● Description of the task
All of the records must be repeated exactly.

[Stored data entries]
▬▬▬▬▬▬▬▬▬▬

PR #1014, opened 2023-02-19
Use the secure https URL for assets

skal65535:
Otherwise you get 'access denied'.

### DIFF
--- a/download_assets.py
+++ b/download_assets.py
@@ -4,7 +4,7 @@ import sys
 from urllib.request import urlretrieve
 from zipfile import ZipFile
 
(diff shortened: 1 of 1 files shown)


SaschaWillems:
Can you elaborate? This works fine for me, and I haven't heard of any problems before this. What http error code do you get? And are you behind some corporate firewall or proxy?

skal65535:
hmm... I *think* i was getting a 403 error. And it wasn't on my corporate network. But it seems to not be reproducible any more. Strange...

Well, up to you if want to switch to https or not.
Thanks!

▬▬▬▬▬▬▬▬▬▬

● Response below
PR #1014, opened 2023-02-19
Use the secure https URL for assets

skal65535:
Otherwise you get 'access denied'.

### DIFF
--- a/download_assets.py
+++ b/download_assets.py
@@ -4,7 +4,7 @@ import sys
 from urllib.request import urlretrieve
 from zipfile import ZipFile
 
(diff shortened: 1 of 1 files shown)


SaschaWillems:
Can you elaborate? This works fine for me, and I haven't heard of any problems before this. What http error code do you get? And are you behind some corporate firewall or proxy?

skal65535:
hmm... I *think* i was getting a 403 error. And it wasn't on my corporate network. But it seems to not be reproducible any more. Strange...

Well, up to you if want to switch to https or not.
Thanks!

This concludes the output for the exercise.